**What the task requires**
Would you copy each line of the records that includes the word "insert"?
━━━ Data shown ━━━
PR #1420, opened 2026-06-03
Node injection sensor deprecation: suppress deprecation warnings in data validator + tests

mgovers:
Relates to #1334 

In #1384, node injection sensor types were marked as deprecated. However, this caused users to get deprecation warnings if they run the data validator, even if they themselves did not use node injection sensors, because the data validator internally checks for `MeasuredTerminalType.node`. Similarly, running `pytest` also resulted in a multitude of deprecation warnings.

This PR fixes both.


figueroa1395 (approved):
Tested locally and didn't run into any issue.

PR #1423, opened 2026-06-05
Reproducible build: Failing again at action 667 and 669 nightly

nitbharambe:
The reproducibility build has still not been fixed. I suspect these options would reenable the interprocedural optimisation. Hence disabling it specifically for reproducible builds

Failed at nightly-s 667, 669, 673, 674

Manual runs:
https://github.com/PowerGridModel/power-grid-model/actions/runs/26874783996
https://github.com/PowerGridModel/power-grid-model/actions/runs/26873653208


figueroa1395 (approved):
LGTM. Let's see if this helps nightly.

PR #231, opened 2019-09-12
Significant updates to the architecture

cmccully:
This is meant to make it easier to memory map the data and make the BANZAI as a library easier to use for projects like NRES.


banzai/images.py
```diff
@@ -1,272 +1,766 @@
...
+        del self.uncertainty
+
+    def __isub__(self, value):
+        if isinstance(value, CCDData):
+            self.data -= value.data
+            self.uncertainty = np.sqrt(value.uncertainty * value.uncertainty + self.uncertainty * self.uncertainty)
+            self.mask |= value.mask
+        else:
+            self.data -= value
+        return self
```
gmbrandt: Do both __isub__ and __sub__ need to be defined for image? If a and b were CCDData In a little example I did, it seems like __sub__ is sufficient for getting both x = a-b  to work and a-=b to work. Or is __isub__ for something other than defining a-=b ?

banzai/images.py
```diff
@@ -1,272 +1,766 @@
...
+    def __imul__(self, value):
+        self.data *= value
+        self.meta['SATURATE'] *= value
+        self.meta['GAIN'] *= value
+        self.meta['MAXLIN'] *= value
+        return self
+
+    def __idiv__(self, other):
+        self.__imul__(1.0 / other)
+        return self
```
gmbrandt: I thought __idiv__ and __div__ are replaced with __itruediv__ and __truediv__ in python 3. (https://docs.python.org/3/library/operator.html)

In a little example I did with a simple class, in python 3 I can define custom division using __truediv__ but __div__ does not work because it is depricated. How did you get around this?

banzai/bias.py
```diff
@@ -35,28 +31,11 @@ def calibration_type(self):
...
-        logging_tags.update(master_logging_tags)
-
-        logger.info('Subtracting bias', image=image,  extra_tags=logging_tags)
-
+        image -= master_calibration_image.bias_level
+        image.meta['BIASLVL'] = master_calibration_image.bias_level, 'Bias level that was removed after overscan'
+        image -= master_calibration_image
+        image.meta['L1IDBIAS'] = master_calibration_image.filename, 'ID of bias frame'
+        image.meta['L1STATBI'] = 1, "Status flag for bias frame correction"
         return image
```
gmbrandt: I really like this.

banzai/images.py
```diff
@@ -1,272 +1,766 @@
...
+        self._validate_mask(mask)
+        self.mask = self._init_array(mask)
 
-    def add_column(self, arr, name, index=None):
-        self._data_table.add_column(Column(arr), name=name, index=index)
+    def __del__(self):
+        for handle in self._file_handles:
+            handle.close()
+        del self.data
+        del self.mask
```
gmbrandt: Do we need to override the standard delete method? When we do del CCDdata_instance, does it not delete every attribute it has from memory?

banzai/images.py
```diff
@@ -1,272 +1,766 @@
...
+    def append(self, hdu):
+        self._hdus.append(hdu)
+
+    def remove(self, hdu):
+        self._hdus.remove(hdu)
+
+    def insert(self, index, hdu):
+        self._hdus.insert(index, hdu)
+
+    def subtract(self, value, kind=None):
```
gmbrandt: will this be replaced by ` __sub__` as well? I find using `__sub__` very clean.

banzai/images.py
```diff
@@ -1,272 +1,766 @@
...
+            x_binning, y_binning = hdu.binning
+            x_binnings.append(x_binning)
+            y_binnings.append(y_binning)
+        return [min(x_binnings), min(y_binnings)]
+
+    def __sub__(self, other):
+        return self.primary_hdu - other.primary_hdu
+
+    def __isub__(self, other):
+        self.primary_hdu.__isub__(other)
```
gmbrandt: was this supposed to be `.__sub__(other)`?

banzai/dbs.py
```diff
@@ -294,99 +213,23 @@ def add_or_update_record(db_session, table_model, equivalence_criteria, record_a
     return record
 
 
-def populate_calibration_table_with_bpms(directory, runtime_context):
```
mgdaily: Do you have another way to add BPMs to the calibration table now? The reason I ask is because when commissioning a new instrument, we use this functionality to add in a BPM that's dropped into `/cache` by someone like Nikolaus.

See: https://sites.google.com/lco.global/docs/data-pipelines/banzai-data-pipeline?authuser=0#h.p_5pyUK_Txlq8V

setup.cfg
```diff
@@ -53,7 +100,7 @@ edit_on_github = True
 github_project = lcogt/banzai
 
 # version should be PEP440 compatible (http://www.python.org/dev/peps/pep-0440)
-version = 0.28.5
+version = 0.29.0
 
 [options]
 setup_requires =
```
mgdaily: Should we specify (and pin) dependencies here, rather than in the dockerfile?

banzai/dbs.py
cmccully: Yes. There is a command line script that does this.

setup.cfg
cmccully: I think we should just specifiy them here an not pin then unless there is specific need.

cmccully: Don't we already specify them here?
━━━
━━━ Data shown ━━━
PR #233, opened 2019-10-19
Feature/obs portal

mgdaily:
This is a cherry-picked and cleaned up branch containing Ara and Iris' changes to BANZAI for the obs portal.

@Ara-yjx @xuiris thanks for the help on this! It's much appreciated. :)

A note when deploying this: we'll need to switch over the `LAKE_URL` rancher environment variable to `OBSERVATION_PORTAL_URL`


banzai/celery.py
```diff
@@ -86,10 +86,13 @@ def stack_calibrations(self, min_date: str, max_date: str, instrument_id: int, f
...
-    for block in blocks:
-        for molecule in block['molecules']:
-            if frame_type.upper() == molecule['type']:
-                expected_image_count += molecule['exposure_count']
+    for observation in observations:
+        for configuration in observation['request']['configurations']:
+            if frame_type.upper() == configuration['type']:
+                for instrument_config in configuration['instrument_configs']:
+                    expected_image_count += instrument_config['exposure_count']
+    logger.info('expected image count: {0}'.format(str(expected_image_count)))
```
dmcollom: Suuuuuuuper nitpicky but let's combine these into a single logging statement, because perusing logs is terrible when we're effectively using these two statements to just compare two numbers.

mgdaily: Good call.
━━━
**Response for this exercise**
+    def insert(self, index, hdu):
+        self._hdus.insert(index, hdu)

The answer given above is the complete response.